- **About this exercise**
Each line that contains the word "been" is to be copied from the records below.

*** Raw data Section Begins ***

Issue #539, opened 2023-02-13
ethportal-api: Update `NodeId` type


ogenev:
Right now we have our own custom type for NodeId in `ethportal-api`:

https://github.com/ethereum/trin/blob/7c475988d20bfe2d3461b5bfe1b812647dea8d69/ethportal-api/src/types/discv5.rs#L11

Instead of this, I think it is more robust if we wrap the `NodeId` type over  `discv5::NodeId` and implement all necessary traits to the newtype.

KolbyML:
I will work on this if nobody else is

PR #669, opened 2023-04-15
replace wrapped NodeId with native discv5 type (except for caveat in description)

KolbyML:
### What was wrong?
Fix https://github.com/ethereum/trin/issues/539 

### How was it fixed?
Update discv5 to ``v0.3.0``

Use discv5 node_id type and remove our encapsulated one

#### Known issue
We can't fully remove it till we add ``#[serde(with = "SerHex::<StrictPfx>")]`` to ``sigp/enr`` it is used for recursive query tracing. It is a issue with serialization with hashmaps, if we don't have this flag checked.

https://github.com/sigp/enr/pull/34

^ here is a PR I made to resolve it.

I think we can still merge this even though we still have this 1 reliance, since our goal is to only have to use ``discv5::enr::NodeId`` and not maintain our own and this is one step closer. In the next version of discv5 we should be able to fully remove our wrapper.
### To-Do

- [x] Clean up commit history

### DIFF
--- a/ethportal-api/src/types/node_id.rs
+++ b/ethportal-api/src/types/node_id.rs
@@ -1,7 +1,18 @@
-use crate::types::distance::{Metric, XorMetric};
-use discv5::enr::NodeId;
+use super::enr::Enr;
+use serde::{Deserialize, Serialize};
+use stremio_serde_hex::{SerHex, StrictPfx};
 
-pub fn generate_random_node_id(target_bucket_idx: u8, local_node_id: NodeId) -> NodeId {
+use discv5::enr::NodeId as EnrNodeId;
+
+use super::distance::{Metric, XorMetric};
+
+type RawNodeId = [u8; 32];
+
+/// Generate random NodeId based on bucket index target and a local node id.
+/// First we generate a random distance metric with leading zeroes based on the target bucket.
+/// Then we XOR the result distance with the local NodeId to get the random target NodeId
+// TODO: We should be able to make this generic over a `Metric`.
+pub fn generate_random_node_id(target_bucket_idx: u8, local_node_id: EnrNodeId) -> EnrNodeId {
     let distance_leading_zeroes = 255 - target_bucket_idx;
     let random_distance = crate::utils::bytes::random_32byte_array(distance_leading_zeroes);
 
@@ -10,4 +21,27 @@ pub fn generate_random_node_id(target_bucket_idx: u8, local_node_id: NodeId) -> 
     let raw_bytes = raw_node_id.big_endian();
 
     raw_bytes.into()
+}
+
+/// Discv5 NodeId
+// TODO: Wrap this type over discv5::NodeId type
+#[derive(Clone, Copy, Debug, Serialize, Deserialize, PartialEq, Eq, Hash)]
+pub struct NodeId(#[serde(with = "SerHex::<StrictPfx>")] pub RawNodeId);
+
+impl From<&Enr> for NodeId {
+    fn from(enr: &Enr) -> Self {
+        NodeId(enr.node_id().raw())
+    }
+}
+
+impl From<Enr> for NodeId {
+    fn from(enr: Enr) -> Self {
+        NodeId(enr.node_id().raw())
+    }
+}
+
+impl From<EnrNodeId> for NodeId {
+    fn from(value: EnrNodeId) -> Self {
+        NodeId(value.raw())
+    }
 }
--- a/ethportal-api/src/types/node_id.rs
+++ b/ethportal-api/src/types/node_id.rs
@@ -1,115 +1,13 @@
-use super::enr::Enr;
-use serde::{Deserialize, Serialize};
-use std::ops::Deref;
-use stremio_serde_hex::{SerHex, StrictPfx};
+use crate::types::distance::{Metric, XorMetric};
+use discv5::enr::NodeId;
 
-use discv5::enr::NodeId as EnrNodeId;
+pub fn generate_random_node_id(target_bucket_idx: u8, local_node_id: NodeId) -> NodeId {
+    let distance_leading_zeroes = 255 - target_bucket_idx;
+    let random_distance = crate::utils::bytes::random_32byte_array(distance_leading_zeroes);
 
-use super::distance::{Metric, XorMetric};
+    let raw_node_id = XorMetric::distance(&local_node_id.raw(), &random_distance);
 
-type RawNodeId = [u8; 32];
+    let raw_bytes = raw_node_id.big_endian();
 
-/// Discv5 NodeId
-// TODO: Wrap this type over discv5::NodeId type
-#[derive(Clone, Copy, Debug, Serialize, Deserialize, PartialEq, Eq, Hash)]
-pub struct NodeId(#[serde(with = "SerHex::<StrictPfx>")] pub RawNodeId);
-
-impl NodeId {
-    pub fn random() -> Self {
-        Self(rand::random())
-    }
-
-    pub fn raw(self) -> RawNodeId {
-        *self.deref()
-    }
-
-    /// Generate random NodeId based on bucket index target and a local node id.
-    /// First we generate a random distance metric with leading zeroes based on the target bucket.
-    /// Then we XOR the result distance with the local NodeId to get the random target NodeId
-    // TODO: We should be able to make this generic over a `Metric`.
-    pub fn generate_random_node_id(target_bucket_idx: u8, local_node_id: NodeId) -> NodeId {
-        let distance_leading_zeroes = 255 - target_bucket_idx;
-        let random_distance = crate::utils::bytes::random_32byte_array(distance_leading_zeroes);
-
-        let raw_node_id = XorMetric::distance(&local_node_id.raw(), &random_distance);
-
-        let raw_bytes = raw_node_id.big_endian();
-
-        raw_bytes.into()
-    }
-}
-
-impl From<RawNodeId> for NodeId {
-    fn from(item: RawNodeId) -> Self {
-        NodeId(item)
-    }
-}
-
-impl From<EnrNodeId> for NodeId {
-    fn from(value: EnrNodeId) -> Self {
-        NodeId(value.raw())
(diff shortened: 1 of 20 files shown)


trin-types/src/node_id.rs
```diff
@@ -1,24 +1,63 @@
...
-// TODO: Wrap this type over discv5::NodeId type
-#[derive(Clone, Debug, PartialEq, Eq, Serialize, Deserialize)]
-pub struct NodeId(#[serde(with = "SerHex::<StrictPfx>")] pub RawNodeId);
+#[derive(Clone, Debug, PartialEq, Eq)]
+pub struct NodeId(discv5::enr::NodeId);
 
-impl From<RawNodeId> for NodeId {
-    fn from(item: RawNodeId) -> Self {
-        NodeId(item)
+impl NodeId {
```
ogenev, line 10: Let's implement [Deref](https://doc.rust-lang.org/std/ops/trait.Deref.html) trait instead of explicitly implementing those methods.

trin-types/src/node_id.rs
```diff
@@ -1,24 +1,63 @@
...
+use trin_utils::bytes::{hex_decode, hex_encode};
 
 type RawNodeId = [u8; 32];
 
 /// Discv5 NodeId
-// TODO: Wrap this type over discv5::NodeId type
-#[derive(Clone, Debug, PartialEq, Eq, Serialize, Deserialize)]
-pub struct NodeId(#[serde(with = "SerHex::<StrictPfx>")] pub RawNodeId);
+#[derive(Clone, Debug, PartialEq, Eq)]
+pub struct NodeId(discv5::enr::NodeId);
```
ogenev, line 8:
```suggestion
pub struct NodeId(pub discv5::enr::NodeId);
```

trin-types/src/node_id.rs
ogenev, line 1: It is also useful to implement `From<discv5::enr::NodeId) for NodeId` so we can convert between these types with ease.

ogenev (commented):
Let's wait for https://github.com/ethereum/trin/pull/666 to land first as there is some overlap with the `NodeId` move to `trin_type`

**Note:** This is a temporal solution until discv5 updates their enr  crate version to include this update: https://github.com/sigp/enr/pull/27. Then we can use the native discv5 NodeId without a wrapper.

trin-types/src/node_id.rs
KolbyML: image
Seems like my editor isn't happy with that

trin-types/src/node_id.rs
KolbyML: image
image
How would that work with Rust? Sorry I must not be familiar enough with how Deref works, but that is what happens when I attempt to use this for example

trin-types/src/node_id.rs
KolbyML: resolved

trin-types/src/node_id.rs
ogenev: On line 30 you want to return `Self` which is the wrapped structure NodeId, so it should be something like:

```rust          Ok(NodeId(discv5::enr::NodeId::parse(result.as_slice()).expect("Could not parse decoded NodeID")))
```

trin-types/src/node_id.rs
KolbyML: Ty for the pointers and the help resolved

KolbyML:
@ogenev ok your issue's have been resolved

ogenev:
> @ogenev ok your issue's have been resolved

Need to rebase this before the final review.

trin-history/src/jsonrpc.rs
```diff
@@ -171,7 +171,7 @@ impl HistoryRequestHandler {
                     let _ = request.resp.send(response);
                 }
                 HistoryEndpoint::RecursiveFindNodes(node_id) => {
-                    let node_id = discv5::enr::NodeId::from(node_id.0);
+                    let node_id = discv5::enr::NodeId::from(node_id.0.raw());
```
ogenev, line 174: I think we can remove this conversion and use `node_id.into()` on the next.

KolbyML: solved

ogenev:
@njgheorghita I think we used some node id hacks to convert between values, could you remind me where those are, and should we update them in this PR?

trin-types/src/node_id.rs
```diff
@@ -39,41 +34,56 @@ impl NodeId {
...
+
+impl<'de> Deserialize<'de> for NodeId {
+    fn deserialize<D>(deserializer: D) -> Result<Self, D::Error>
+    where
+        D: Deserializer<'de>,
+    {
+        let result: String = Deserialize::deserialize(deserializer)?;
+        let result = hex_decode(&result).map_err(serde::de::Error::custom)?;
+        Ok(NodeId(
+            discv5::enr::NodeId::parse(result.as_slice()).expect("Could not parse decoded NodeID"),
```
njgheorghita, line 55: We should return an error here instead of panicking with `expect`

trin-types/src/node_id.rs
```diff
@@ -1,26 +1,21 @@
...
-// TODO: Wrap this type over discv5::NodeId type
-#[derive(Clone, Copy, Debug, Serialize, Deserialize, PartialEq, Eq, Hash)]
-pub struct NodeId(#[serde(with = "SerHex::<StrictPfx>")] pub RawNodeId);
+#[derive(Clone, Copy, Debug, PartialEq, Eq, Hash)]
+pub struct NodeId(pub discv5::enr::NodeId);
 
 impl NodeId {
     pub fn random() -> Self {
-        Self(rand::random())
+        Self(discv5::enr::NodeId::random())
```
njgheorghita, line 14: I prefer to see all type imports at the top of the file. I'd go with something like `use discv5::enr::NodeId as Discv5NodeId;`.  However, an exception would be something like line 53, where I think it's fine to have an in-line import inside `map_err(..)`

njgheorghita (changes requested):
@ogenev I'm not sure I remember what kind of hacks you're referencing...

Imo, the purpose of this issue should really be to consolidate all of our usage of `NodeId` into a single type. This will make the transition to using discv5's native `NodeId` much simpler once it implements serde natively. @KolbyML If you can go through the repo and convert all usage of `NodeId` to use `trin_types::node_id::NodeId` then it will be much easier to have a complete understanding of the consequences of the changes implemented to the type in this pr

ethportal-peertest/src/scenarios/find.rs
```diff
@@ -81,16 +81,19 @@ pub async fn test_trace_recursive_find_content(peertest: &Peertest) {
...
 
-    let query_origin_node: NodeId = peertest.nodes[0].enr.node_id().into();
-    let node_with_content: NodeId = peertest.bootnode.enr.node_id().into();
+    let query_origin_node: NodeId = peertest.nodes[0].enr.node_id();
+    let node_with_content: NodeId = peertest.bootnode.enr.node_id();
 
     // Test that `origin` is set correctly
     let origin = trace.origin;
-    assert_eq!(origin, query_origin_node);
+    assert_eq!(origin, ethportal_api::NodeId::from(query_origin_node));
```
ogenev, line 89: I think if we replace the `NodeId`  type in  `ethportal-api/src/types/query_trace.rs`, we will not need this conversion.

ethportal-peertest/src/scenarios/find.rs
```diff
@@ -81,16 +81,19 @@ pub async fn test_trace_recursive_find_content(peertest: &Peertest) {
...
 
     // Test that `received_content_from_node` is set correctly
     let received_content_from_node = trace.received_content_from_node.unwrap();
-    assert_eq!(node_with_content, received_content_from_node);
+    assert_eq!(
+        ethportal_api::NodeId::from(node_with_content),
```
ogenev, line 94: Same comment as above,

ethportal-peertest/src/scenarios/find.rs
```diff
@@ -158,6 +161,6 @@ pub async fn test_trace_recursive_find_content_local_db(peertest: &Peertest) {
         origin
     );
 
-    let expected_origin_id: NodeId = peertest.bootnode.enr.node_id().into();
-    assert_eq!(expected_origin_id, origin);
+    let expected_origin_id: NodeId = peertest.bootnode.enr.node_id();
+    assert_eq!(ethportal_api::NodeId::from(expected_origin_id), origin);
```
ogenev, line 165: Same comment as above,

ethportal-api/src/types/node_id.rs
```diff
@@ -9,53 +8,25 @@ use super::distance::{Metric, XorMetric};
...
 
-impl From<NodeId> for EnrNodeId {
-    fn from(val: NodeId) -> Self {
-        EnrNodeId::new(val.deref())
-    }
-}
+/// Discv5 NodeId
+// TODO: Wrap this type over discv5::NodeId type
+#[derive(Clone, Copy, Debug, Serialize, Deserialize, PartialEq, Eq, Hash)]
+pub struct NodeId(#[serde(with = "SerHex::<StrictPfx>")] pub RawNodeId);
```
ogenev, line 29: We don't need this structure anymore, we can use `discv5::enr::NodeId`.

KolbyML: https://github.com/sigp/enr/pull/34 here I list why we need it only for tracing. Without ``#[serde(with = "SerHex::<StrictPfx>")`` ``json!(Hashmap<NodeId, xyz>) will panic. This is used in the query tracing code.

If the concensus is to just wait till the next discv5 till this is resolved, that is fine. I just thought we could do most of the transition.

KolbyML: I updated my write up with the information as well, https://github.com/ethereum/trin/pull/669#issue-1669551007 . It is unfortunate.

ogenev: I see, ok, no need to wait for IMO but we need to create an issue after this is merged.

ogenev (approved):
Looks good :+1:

*** Raw data Section Ends ***

- **Response**
@ogenev ok your issue's have been resolved
> @ogenev ok your issue's have been resolved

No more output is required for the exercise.